Эта картинка зимнего рождественского-нерождественского города напоминает мне игрушку снежный шар, snow globe, хрустальный сосуд: потрясли – и снежок пошел.
и я все эти годы
бережно и с трепетом
несу перед собой
на своих руках
этот светлый хрустальный сосуд
несу посиневшими пальцами
боясь его уронить
потому что уж очень он хрупкий
и уязвимый
Когда люди поняли, что нужно выходить на улицы, им не нужно было объяснять, под какими флагами идти. Они знали это так, как знал о Рождестве тот подросток из страны советской. Люди развернули бело-красно-белые флаги, и не все бывалые оппозиционеры узнали в них те желто-бордово-желтые, которые висели среди облупленных стен на сядзібе БНФ и в офисе ТБМ. А те, кто узнал, плакал.
И Цой по-настоящему запел о переменах, а не о нашем советском детстве и очередях за хлебом. «Звук твоего города» – вспоминается заезженный джингл одной из минских радиостанций. В те дни Цой был звуком моего города.
Все это длилось не так и долго, а потом еще отзывалось эхом по выходным. И все труднее жилось между выходными. Когда ходишь по городу и не видишь ни одного знака того, что мы против. Просто люди идут в магазин, ездят в автобусах, работают свою работу. После такого обилия символов глазу становится трудно различать знаки помельче.

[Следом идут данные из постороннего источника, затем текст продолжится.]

PR #1284, opened 2026-05-11
Add reliable agent-browser skill

alchemistklk:
## Summary
- add an Open Design agent-browser skill that attaches to a verified local CDP Chrome endpoint
- document agent-managed CDP startup with `open -na`, connect-before-open ordering, and compact smoke testing
- add context hygiene for large prior tool outputs and richer stalled-agent diagnostics

## Validation
- pnpm --filter @open-design/daemon exec vitest run -c vitest.config.ts tests/skills.test.ts
- pnpm --filter @open-design/web exec vitest run -c vitest.config.ts tests/providers/sse.test.ts
- pnpm --filter @open-design/daemon exec vitest run -c vitest.config.ts tests/chat-route.test.ts
- pnpm guard


lefarcen (commented):
Hey @alchemistklk! Reviewed the agent-browser skill addition.

## Overall
Solid implementation. The CDP connection contract (connect before open) is documented clearly, and the stalled-agent diagnostics are valuable for debugging hanging runs.

## Findings (all P2–P3, non-blocking)

### P2 — Context hygiene compliance
The skill doc says "Never print full upstream guides into chat or tool output" and shows the pattern of redirecting `agent-browser skills get core > "$TEMP_FILE"`, but I don't see a corresponding change in `server.ts` that enforces this when the skill is invoked.

If skills can still print arbitrary upstream guide content via `tool_result`, the inactivity watchdog improvement (`lastToolResultChars`) will record large outputs but not prevent them. Consider whether the skill invocation layer should strip or truncate oversized tool results, or if that's a future phase.

### P3 — i18n string consistency
The French/Russian copies use "agent-browser" as the bare tool name. Readers who don't know what agent-browser is might benefit from "Browser automation CLI" or similar descriptor in the translated strings, matching the English pattern of explaining "what it is" first.

### P3 — Test coverage for stalled-agent enhancements
The new `lastAgentEventPhase` / `childStdoutSeen` / `lastToolResultChars` tracking improves diagnostics, but I don't see a corresponding test in `chat-route.test.ts` or `skills.test.ts` that exercises the "agent stalled" error message with these fields populated. Consider adding a mock-spawn test that triggers the watchdog and asserts on the improved error message shape.

## Next step
None of the above block merge — they're refinements/future polish. If you agree on the oversized-tool-result question, you could open a follow-up issue. Otherwise LGTM.

PerishCode (approved):
Hey @alchemistklk — manual review since the auto-reviewer pipeline couldn't publish (digging into that separately).

LGTM. SKILL.md is thorough on the CDP startup gotchas (connect-before-open, the `DevToolsActivePort` crash signature, the manual-Chrome fallback). The stalled-agent diagnostics add real signal for hangs, and `buildPriorRunContextWarning` is a clean soft-enforcement of the "don't replay big tool outputs" policy from the skill doc. Tests cover the new code paths.

No blockers from me. lefarcen's three non-blocking notes are reasonable as you see fit.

В детстве мой брат Коля ходил в музыкальную школу, пел в хоре. Однажды хор должен был выступить в филармонии, той, что на площади Якуба Коласа. Раньше на сцене филармонии я видел только взрослых дядь и теть в костюмах, поэтому не мог себе представить, как там будет выглядеть Коля. Но он выглядел довольно убедительно и отчужденно, совсем как те дяди и тети. Глядя на него в составе хора таких же мальчиков в костюмчиках, не верилось, что вчера мы бросали друг в друга подушки, а потом ходили за мороженым. Хор мальчиков-чиновников пел официальную песню про маму, которая их родила и кормила. Песня была точно не про нашу маму. И я думал: где же произошло превращение моего брата в винтик этого хора? И вот песня допета, хор уходит со сцены, а Коля мне рукой так потихоньку машет из толпы чиновников, мол, это я, не бзди, сейчас за мороженым пойдем.
«Беру кофе в инди-кафешке – на стаканчике для чаевых надпись красным по белому: “на новую Беларусь”»
Город тоже машет, нужно присматриваться. Вон на деревьях красно-белые ленточки, вон маленький стикер на столбе. В огромном торговом центре люди покупают одежду и еду, беру кофе в инди-кафешке – на стаканчике для чаевых надпись красным по белому: «на новую Беларусь». Красные линии на белой дорожной разметке. Их вроде и закрасили, да после дождика красное снова проступило. Скорая у РОВД.
Милиционеры передают врачам мужчину с рюкзаком. Скорая отъезжает, и через пару кварталов высаживает мужчину на остановке. У моей одноклассницы припасена бутылка шампанского на особый случай. Вечно я об этом забываю.
Я стоял в растерянности на пешеходном мосту над Сторожевкой. Приступ тоски был таким сильным, что не было сил выбрать, в какую сторону идти: то ли к гостинице, то ли к церкви. Теплый осенний день, заходящее солнце, легкий ветерок в желтеющих листьях, пряничный верхний город на горизонте – все это так резко контрастировало с моим состоянием, что делало отчаяние еще более глубоким.
И тут вдруг кто-то дотронулся до моего предплечья. Оборачиваюсь – какой-то чувак с рюкзаком. Господи, этому-то что от меня нужно? А он мне: «Не грусти, всё будет хорошо. Жывебеларусь». И пошел в сторону бывшей бисквитной фабрики.